A data review and re-assessment of ovarian cancer serum proteomic profiling

Affiliations
Comparative Study

A data review and re-assessment of ovarian cancer serum proteomic profiling

James M Sorace et al. BMC Bioinformatics. .

Abstract

Background: The early detection of ovarian cancer has the potential to dramatically reduce mortality. Recently, the use of mass spectrometry to develop profiles of patient serum proteins, combined with advanced data mining algorithms has been reported as a promising method to achieve this goal. In this report, we analyze the Ovarian Dataset 8-7-02 downloaded from the Clinical Proteomics Program Databank website, using nonparametric statistics and stepwise discriminant analysis to develop rules to diagnose patients, as well as to understand general patterns in the data that may guide future research.

Results: The mass spectrometry serum profiles derived from cancer and controls exhibited numerous statistical differences. For example, use of the Wilcoxon test in comparing the intensity at each of the 15,154 mass to charge (M/Z) values between the cancer and controls, resulted in the detection of 3,591 M/Z values whose intensities differed by a p-value of 10-6 or less. The region containing the M/Z values of greatest statistical difference between cancer and controls occurred at M/Z values less than 500. For example the M/Z values of 2.7921478 and 245.53704 could be used to significantly separate the cancer from control groups.
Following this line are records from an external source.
PR #2401, opened 2024-04-18
PCH: Enhance Request Handling in Provider Classes

vaurdan:
## Description
This PR refactors all provider classes to inherit from a newly introduced `BaseProvider`. This new base class equips each provider with an enhanced method for fetching data from the API that includes support for cancelling ongoing requests using the `AbortController`.

This update transitions provider methods from static to instance methods, which allows each provider to maintain its own map of `AbortController` instances, one per request. This architecture ensures that cancelling one request does not inadvertently cancel others. While not currently implemented, this setup facilitates future enhancements, such as assigning unique abort IDs for selectively cancelling requests in complex operations like smart linking across multiple paragraphs.

This architecture not only simplifies the management of request cancellations but also positions the codebase for more sophisticated request handling scenarios in the future.

## Motivation and Context
- Implements cancellable requests, thereby resolving issue #1928.
- Enhances the reliability of the codebase and reduces redundancy by utilizing inheritance for common provider functionalities.

## How has this been tested?
Each provider was tested individually through manual checks, end-to-end tests, and unit tests with Jest.

## Summary by CodeRabbit

- **New Features**
	- Introduced a base class for improved data fetching with request cancellation capabilities.
	- Enhanced smart linking and title suggestion functionalities by utilizing a singleton pattern for better resource management.

- **Bug Fixes**
	- Removed the `isDismissible` property from certain UI components to streamline user notifications.

- **Documentation**
	- Standardized JSDoc comments across various components for better consistency and readability.

- **Refactor**
	- Updated several components to use singleton access methods, aligning with modern best practices.

- **Chores**
	- Updated dependencies to improve stability and performance of testing frameworks.

PR #2430, opened 2024-04-24
PCH Smart Linking: Fix removal of existing Smart Links on subsequent runs 

### LINKED ISSUE #2422: Smart Linking: Don't auto-remove existing links
When we use Smart Linking, the existing links of the post or selected block get removed.

I'd assume that in most cases, we do want to keep existing links added by the user, and only regenerate the links injected by Smart Linking. However, the user might wish to keep some of the links injected by Smart Linking, so giving the user granular control seems to make the most sense here.

vaurdan:
## Description
It was reported that when running the Smart Linking a second time in the same block would remove the existing Smart Links from that block and insert the new ones. This seems to be happening since at least WP 6.5.3.

This PR changes the how we were obtaining the block content - using `originalContent` - and now it uses the more appropriate `getBlockContent` function to get the most up-to-date content for that given block.

## Motivation and context
Improve the reliability of the Parse.ly plugin and the Smart Linking feature in the latest WordPress release. 

## How has this been tested?
Tested locally by generating Smart Links on the same block multiple times, none of these tests resulted in the removal of any existing smart links.

## Summary by CodeRabbit

- **Enhancements**
	- Improved the smart linking feature within the editor sidebar, enhancing link generation and application based on content blocks and attributes.


vaurdan:
This is related and closes #2422

src/content-helper/editor-sidebar/smart-linking/component.tsx
```diff
@@ -445,78 +445,80 @@ export const SmartLinkingPanel = ( {
...
 									}
+
+									// Increment the linked count only when a link is applied.
+									occurrenceCount.linked++;
+
+									// Flag the block as updated.
+									blockUpdated = true;
 								}
 							}
-						} );
```
vaurdan: All of these changes are basically removing one level of indentation, since it's no longer inside a `if` condition.

src/content-helper/editor-sidebar/smart-linking/component.tsx
```diff
@@ -445,78 +445,80 @@ export const SmartLinkingPanel = ( {
 				return;
 			}
 
-			if ( block.originalContent ) {
-				const blockContent: string = block.originalContent;
-				const doc = new DOMParser().parseFromString( blockContent, 'text/html' );
+			if ( ! block.originalContent ) {
+				return;
+			}
```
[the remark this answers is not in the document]
vaurdan: There might be some cases where the block doesn't have `originalContent` prop (for example a Group block). The getBlockContent might still return a value, since it always returns a string, hence this validation being required. 

@coderabbitai resolve

src/content-helper/editor-sidebar/smart-linking/component.tsx
acicovic: Thanks for flagging this.

acicovic:
Some questions/thoughts:

1. Would it be easy to implement this solution for a 3.14.4 patch release (base 3.14.3), or does it make things complicated because of other changes?
2. It is mentioned here that this solution keeps previous smart links. I assume this means that it also keeps user-defined links intact.
3. Whether this gets to be a part of a 3.14.4 patch release or 3.15, we should make sure it works in previous WordPress versions. Testing this with WordPress Playground should be easy, and this should work from at least WP 6.3 and newer. But let's decide first if it will be part of a patch or minor release to avoid more duplicate work.

vaurdan:
Thank you for your questions!

> Would it be easy to implement this solution for a 3.14.4 patch release (base 3.14.3), or does it make things complicated because of other changes?

That's a good question. If we are going to push this to 3.14.3 base, it might have conflict with a few recent PRs, namely the #2401 (provider refactoring) and API retries (#2386). Although it should be relatively easy to fix manually. 

> It is mentioned here that this solution keeps previous smart links. I assume this means that it also keeps user-defined links intact.

Yes, that is correct! The user-defined links were never a problem, since they were included in the block's `originalContent` prop already. So these will (still) be preserved. 

> Whether this gets to be a part of a 3.14.4 patch release or 3.15, we should make sure it works in previous WordPress versions. Testing this with WordPress Playground should be easy, and this should work from at least WP 6.3 and newer. But let's decide first if it will be part of a patch or minor release to avoid more duplicate work.

Yeah, agreed. I think it should, since this function - `getBlockContent` - is three years old. But I will spin up a test env and give it a try. I will update here with the results.

vaurdan:
> Yeah, agreed. I think it should, since this function - getBlockContent - is three years old. But I will spin up a test env and give it a try. I will update here with the results.

Update: it works as expected in 6.3, validated with a wp-now environment 🙂

acicovic:
> If we are going to push this to 3.14.3 base, it might have conflict with a few recent PRs, namely the https://github.com/Parsely/wp-parsely/pull/2401 (provider refactoring) and API retries (https://github.com/Parsely/wp-parsely/pull/2386). Although it should be relatively easy to fix manually.

I think the way I'd approach this is to just branch from 3.14.3 and add the updated function/code there, with any needed adaptations. Attempting to merge the current work could bring a lot of code in, and more points of failure which we don't want in a patch release. I hope I'm making sense. What do you think?

vaurdan:
> I think the way I'd approach this is to just branch from 3.14.3 and add the updated function/code there, with any needed adaptations. Attempting to merge the current work could bring a lot of code in, and more points of failure which we don't want in a patch release. I hope I'm making sense. What do you think?

Sounds good to me, yes!

acicovic:
Hello, I see you re-requested a review. I think it might make more sense to make create and merge the 3.14.4 PR first, just in case this PR becomes redundant. No issue approving though 🙂

acicovic:
Looking into this because I see it having conflicts but I wouldn't expect it to.

acicovic:
@vaurdan, after merging `develop` into this, there seems to be only one whitespace change. I propose closing this PR and integrating the whitespace change in any Smart Linking work you're doing, or just ignore the change.

vaurdan:
Sounds good to me! Closing this one.

PR #2506, opened 2024-05-21
PCH Excerpt Suggestions: Allow editing when reviewing

acicovic:
## Description
This PR introduces code to allow editing the excerpt in the PCH Excerpt Suggestions tool while in review mode.

As part of this PR, we have grouped some excerpt state variables in an `excerptData` object. We're also handling updates to the textbox that come from keyboard shortcuts and aren't caught by the `onChange` event.

## Motivation and context
Make Excerpt Suggestions usage more intuitive.

## How has this been tested?
Manually tested.

## Summary by CodeRabbit

- **New Features**
  - Enhanced UI interaction for word count and excerpt changes.

- **Refactor**
  - Improved state management for excerpt data.
  - Refactored word count calculation and display logic.

- **Style**
  - Removed `textarea:read-only` styling from the excerpt textarea.


src/content-helper/excerpt-generator/components/excerpt-panel.tsx
```diff
@@ -144,10 +189,24 @@ const PostExcerptGenerator = () => {
...
+						if ( onChangeFired ) {
+							setOnChangeFired( false );
+							return;
+						}
+
+						const textarea = document.querySelector( '.editor-post-excerpt textarea' );
+						const value = textarea?.textContent ?? '';
+
+						setExcerptData( { ...excerptData, currentExcerpt: value } );
+					} }
```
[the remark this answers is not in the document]
acicovic: Isn't this handled by setOnChangeFired?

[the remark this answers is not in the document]
acicovic: @coderabbitai resolve

src/content-helper/excerpt-generator/components/excerpt-panel.tsx
```diff
@@ -61,24 +79,42 @@ const PostExcerptGenerator = () => {
...
+					_n( '%1$s word', '%1$s words', wordCount, 'wp-parsely' ),
+					wordCount
+				);
+			}
+
+			return '';
+		};
+
+		setWordCountString( getWordCountString() );
+	}, [ excerptData.currentExcerpt, excerpt ] );
```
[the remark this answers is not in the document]
vaurdan: Although this is a pretty valid point, I don't think it would be an issue in this case, since it's restricted to the excerpt textarea, and adding a debounce would prevent the word count to update in real-time - unless the debounce interval would be set to very low, but that kinda defeats the purpose. 

I think we can safely ignore this suggestion. What do you think @acicovic?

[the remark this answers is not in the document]
acicovic: Can you explain what this code will do?

src/content-helper/excerpt-generator/components/excerpt-panel.tsx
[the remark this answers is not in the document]
vaurdan: Unless I'm missing something don't see how this is any different from the current approach.

src/content-helper/excerpt-generator/components/excerpt-panel.tsx
```diff
@@ -144,10 +189,24 @@ const PostExcerptGenerator = () => {
 					__nextHasNoMarginBottom
 					label={ __( 'Write an excerpt (optional)', 'wp-parsely' ) }
 					className="editor-post-excerpt__textarea"
-					onChange={ ( value ) => editPost( { excerpt: value } ) }
-					readOnly={ isLoading || hasGeneratedExcerpt }
+					onChange={ ( value ) => {
+						setOnChangeFired( true );
+						editPost( { excerpt: value } );
+						setExcerptData( { ...excerptData, currentExcerpt: value } );
```
vaurdan, line 196: If we change the generated excerpt and not approve it, nor discard it, will it not still be saved to the post? I think the `editPost` function should only be called when `excerptData.newExcerptGenerated` is false/empty.

src/content-helper/excerpt-generator/components/excerpt-panel.tsx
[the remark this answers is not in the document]
acicovic: Oh, we posted at the same time 🙂

That was what I was pondering about. This might make a slight difference in some cases, but I think it's marginal, unless we set that to 1 second or something. Let's ignore this suggestion.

Three other sets of M/Z values were developed using a training set that could distinguish between cancer and control subjects in a test set with 100% sensitivity and specificity.

Conclusion: The ability to discriminate between cancer and control subjects based on the M/Z values of 2.7921478 and 245.53704 reveals the existence of a significant non-biologic experimental bias between these two groups. This bias may invalidate attempts to use this dataset to find patterns of reproducible diagnostic value. To minimize false discovery, results using mass spectrometry and data mining algorithms should be carefully reviewed and benchmarked with routine statistical methods.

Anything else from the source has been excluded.